In the entries below, find the line with "Tap on a token" and the line with "Issue #1223, opened 2023-11-16"; give again those lines and every line between them, exactly.

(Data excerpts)

--- START ---

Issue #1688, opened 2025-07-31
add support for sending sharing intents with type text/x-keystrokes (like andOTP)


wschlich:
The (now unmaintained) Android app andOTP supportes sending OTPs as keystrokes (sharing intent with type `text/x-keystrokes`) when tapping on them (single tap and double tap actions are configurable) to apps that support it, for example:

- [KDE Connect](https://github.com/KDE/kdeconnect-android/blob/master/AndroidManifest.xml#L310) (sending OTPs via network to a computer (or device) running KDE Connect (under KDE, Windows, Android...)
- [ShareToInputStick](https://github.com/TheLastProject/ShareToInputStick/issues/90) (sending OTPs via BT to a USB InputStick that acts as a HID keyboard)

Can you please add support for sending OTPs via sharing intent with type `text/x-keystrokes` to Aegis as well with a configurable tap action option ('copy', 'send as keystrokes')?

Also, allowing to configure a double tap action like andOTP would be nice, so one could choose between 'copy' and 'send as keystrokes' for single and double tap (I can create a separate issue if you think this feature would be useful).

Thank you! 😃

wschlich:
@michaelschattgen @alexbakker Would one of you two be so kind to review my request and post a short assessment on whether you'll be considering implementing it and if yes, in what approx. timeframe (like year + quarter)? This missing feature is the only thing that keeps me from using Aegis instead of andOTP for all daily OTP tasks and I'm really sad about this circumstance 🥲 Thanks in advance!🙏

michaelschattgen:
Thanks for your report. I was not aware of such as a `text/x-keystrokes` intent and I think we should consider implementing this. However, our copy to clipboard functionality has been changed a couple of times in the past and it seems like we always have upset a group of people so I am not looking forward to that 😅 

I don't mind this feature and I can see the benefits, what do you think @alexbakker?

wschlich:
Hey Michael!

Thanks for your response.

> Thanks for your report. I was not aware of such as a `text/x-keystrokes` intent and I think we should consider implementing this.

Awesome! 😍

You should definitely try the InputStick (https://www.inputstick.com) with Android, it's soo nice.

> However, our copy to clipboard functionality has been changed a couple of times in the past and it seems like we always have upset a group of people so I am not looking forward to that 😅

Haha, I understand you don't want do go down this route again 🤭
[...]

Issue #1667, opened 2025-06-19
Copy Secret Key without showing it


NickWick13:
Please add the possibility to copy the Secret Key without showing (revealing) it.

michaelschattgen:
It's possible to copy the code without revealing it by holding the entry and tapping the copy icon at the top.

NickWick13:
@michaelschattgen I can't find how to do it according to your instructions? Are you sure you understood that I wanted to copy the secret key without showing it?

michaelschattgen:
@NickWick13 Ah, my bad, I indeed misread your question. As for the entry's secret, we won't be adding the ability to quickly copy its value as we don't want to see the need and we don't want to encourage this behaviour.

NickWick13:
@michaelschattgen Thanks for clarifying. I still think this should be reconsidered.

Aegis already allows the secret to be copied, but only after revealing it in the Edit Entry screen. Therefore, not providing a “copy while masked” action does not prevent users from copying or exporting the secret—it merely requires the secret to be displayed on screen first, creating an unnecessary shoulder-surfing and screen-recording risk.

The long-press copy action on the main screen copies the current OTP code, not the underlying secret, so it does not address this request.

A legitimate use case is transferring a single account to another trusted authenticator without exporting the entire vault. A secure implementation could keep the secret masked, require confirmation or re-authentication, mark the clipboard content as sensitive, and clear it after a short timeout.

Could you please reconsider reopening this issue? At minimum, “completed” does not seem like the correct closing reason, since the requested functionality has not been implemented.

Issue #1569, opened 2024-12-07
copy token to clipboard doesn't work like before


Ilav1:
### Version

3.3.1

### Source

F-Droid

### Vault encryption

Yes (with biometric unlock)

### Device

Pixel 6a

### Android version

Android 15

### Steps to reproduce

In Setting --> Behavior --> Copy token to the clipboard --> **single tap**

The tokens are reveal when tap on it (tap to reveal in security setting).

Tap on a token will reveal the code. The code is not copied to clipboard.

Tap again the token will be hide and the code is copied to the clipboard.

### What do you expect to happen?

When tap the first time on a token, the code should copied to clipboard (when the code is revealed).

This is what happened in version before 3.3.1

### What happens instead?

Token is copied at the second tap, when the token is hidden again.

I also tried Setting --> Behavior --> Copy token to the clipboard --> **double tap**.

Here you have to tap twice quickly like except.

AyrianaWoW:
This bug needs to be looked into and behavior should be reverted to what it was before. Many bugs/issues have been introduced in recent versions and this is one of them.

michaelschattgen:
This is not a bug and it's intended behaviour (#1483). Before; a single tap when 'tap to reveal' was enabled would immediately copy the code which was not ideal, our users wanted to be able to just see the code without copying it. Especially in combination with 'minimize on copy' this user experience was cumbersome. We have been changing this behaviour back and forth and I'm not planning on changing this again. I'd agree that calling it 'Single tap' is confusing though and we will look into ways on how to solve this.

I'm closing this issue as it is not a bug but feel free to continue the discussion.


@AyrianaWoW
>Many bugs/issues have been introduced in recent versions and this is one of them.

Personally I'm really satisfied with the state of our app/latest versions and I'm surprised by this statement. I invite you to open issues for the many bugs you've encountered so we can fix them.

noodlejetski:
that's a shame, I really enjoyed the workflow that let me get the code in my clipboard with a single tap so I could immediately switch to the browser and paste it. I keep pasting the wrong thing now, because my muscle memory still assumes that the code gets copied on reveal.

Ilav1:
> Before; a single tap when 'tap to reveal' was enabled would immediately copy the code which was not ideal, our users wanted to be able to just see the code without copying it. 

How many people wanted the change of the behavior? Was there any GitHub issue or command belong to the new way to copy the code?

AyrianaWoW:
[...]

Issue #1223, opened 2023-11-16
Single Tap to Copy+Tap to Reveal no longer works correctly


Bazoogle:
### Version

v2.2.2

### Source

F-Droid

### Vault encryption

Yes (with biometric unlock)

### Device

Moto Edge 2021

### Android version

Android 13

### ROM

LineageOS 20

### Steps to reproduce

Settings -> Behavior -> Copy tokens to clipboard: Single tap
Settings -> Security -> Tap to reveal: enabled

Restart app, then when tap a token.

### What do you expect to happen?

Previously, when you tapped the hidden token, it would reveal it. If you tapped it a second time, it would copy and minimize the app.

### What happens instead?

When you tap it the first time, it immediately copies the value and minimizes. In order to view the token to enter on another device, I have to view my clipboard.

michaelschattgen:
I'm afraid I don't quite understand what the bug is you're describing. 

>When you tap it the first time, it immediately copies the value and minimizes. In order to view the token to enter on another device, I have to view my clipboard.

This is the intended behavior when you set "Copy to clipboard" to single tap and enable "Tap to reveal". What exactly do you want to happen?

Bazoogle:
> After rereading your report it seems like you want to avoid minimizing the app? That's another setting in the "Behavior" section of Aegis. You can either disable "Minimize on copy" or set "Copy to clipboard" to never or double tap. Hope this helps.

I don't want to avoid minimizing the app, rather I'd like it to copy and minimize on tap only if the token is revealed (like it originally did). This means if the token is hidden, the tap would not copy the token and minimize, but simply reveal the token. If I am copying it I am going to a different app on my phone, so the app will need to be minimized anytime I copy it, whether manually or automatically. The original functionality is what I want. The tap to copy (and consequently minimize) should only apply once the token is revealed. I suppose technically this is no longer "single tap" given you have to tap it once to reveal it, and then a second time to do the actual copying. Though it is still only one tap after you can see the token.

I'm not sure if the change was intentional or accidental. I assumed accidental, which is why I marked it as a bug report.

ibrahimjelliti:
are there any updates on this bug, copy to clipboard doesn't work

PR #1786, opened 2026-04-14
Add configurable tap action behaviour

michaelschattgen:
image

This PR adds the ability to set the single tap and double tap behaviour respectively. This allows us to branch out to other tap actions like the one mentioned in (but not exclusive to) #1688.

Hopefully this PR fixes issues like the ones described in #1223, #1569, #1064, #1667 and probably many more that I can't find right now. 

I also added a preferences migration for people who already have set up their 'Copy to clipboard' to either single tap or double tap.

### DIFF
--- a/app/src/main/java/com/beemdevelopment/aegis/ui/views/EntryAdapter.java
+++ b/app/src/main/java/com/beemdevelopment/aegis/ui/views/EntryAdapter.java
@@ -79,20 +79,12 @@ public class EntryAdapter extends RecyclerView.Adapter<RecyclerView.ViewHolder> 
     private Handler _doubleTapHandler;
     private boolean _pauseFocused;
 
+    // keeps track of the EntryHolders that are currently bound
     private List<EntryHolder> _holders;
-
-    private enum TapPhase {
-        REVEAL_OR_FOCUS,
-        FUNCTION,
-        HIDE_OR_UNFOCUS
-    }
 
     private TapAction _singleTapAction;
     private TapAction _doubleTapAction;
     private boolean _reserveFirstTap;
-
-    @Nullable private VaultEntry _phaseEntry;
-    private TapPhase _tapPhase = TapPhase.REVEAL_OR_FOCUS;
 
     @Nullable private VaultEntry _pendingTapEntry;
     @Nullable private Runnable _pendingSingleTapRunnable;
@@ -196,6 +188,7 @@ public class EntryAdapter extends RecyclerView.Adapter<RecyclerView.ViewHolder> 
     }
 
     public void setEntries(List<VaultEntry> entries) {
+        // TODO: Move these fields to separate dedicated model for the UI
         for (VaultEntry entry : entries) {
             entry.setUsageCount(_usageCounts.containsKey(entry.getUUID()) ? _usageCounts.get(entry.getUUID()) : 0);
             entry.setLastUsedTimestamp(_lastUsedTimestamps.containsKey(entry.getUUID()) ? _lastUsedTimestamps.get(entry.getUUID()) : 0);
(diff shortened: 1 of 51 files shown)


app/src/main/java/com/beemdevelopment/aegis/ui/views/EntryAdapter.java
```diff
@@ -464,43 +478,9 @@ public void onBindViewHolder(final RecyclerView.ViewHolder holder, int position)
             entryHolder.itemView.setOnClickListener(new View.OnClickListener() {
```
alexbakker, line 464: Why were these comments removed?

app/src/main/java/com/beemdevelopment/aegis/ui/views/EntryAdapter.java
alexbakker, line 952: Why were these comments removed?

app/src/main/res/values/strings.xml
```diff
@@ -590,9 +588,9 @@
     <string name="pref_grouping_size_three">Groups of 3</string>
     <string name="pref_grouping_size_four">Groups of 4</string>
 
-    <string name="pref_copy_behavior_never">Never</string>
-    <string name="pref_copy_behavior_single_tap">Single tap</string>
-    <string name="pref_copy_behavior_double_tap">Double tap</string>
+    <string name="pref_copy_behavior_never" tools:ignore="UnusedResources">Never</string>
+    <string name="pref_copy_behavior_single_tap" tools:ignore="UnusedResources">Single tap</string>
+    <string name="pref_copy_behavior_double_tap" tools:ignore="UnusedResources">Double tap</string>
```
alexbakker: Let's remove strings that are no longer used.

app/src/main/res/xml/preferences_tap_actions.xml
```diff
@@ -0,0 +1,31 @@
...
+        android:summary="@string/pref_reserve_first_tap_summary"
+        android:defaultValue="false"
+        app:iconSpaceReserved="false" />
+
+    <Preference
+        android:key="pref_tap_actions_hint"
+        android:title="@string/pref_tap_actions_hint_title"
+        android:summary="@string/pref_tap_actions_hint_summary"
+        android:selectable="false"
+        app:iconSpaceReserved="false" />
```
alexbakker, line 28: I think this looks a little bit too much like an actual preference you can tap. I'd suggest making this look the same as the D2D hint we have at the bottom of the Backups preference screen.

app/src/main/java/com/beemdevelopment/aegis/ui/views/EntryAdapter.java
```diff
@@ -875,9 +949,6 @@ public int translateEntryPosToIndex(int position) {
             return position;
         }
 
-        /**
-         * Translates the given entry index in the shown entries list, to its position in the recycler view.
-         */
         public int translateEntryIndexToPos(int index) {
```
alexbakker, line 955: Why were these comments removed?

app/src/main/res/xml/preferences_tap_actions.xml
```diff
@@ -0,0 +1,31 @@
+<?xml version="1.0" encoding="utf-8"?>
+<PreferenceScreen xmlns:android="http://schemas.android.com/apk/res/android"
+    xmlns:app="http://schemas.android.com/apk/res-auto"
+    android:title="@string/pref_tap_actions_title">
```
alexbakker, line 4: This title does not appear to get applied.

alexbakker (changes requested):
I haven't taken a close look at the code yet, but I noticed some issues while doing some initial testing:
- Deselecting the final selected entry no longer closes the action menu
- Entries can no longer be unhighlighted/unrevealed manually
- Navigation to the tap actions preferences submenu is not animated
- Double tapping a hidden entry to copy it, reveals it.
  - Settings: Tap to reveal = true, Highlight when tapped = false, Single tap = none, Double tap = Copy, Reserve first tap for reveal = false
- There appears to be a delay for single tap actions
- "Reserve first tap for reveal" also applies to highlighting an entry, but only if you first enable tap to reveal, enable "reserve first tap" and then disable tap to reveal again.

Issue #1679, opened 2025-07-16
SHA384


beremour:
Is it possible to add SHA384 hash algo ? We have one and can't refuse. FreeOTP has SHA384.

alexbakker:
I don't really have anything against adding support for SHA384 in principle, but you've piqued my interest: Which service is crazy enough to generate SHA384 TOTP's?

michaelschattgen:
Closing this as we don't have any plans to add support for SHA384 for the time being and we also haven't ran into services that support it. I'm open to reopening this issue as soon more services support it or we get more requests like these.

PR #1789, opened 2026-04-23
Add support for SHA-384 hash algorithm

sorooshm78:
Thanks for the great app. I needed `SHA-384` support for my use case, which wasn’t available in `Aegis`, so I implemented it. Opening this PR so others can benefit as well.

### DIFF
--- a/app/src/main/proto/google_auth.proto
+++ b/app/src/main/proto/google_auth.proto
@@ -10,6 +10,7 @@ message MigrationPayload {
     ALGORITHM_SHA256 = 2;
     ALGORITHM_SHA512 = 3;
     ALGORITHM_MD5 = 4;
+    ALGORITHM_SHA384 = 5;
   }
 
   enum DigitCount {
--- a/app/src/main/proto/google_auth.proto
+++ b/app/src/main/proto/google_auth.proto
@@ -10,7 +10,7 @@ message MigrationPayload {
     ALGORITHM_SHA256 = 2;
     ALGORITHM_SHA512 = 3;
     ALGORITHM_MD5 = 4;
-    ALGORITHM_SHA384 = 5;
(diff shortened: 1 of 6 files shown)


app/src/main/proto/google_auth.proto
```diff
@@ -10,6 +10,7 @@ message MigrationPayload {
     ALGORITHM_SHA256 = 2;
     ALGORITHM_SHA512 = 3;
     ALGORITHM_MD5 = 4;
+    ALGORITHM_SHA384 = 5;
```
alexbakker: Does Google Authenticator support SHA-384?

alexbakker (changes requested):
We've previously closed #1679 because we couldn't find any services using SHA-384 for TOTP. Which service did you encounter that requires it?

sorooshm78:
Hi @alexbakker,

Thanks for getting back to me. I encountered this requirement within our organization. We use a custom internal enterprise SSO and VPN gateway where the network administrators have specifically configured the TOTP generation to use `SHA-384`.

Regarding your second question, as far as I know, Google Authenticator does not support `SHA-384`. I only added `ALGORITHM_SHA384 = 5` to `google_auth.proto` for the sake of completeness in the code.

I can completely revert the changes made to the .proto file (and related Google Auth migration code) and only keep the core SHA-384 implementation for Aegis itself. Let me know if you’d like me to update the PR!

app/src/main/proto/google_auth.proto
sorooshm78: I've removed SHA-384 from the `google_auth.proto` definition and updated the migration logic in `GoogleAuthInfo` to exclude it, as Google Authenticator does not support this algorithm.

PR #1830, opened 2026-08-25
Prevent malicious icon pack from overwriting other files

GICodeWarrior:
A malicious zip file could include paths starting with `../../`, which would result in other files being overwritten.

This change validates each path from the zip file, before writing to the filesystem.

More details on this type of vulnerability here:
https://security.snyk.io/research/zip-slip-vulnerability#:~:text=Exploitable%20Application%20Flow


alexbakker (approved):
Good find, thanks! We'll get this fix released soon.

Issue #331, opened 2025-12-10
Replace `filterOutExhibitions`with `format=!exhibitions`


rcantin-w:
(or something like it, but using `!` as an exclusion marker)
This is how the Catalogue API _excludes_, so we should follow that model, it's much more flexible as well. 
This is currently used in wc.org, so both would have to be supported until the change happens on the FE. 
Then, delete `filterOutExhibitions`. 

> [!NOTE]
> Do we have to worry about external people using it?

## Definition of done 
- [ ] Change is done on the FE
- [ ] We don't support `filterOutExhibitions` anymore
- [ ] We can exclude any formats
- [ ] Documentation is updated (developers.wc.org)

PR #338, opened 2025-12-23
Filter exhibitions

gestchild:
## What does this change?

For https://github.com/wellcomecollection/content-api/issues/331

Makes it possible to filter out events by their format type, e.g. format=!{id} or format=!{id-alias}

--- END ---

Your solution =>
Tap on a token will reveal the code. The code is not copied to clipboard.

Tap again the token will be hide and the code is copied to the clipboard.

### What do you expect to happen?

When tap the first time on a token, the code should copied to clipboard (when the code is revealed).

This is what happened in version before 3.3.1

### What happens instead?

Token is copied at the second tap, when the token is hidden again.

I also tried Setting --> Behavior --> Copy token to the clipboard --> **double tap**.

Here you have to tap twice quickly like except.

AyrianaWoW:
This bug needs to be looked into and behavior should be reverted to what it was before. Many bugs/issues have been introduced in recent versions and this is one of them.

michaelschattgen:
This is not a bug and it's intended behaviour (#1483). Before; a single tap when 'tap to reveal' was enabled would immediately copy the code which was not ideal, our users wanted to be able to just see the code without copying it. Especially in combination with 'minimize on copy' this user experience was cumbersome. We have been changing this behaviour back and forth and I'm not planning on changing this again. I'd agree that calling it 'Single tap' is confusing though and we will look into ways on how to solve this.

I'm closing this issue as it is not a bug but feel free to continue the discussion.


@AyrianaWoW
>Many bugs/issues have been introduced in recent versions and this is one of them.

Personally I'm really satisfied with the state of our app/latest versions and I'm surprised by this statement. I invite you to open issues for the many bugs you've encountered so we can fix them.

noodlejetski:
that's a shame, I really enjoyed the workflow that let me get the code in my clipboard with a single tap so I could immediately switch to the browser and paste it. I keep pasting the wrong thing now, because my muscle memory still assumes that the code gets copied on reveal.

Ilav1:
> Before; a single tap when 'tap to reveal' was enabled would immediately copy the code which was not ideal, our users wanted to be able to just see the code without copying it. 

How many people wanted the change of the behavior? Was there any GitHub issue or command belong to the new way to copy the code?

AyrianaWoW:
[...]

Issue #1223, opened 2023-11-16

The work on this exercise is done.